» Material shown
((

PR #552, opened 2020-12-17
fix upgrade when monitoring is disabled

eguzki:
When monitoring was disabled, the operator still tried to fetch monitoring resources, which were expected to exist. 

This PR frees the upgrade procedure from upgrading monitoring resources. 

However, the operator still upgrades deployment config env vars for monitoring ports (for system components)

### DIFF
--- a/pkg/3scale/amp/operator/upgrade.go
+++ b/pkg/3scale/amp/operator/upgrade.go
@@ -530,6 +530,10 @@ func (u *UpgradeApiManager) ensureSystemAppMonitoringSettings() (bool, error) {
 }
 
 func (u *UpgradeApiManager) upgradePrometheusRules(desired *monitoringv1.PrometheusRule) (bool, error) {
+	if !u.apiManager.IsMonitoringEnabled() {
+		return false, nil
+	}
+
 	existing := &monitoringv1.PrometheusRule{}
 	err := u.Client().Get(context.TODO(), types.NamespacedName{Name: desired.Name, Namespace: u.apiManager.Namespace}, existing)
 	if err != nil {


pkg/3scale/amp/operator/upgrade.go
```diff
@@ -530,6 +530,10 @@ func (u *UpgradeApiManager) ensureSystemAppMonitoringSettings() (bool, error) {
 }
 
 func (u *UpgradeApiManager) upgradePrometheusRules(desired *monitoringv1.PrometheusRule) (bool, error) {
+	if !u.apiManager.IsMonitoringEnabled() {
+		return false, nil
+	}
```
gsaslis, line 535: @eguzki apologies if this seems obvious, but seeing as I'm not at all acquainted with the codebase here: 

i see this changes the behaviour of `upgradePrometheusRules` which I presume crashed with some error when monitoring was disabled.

))

» Task item
In the answer, each entry from the listing must be transcribed exactly.

» Exercise response
PR #552, opened 2020-12-17
fix upgrade when monitoring is disabled

eguzki:
When monitoring was disabled, the operator still tried to fetch monitoring resources, which were expected to exist. 

This PR frees the upgrade procedure from upgrading monitoring resources. 

However, the operator still upgrades deployment config env vars for monitoring ports (for system components)

### DIFF
--- a/pkg/3scale/amp/operator/upgrade.go
+++ b/pkg/3scale/amp/operator/upgrade.go
@@ -530,6 +530,10 @@ func (u *UpgradeApiManager) ensureSystemAppMonitoringSettings() (bool, error) {
 }
 
 func (u *UpgradeApiManager) upgradePrometheusRules(desired *monitoringv1.PrometheusRule) (bool, error) {
+	if !u.apiManager.IsMonitoringEnabled() {
+		return false, nil
+	}
+
 	existing := &monitoringv1.PrometheusRule{}
 	err := u.Client().Get(context.TODO(), types.NamespacedName{Name: desired.Name, Namespace: u.apiManager.Namespace}, existing)
 	if err != nil {


pkg/3scale/amp/operator/upgrade.go
```diff
@@ -530,6 +530,10 @@ func (u *UpgradeApiManager) ensureSystemAppMonitoringSettings() (bool, error) {
 }
 
 func (u *UpgradeApiManager) upgradePrometheusRules(desired *monitoringv1.PrometheusRule) (bool, error) {
+	if !u.apiManager.IsMonitoringEnabled() {
+		return false, nil
+	}
```
gsaslis, line 535: @eguzki apologies if this seems obvious, but seeing as I'm not at all acquainted with the codebase here: 

i see this changes the behaviour of `upgradePrometheusRules` which I presume crashed with some error when monitoring was disabled.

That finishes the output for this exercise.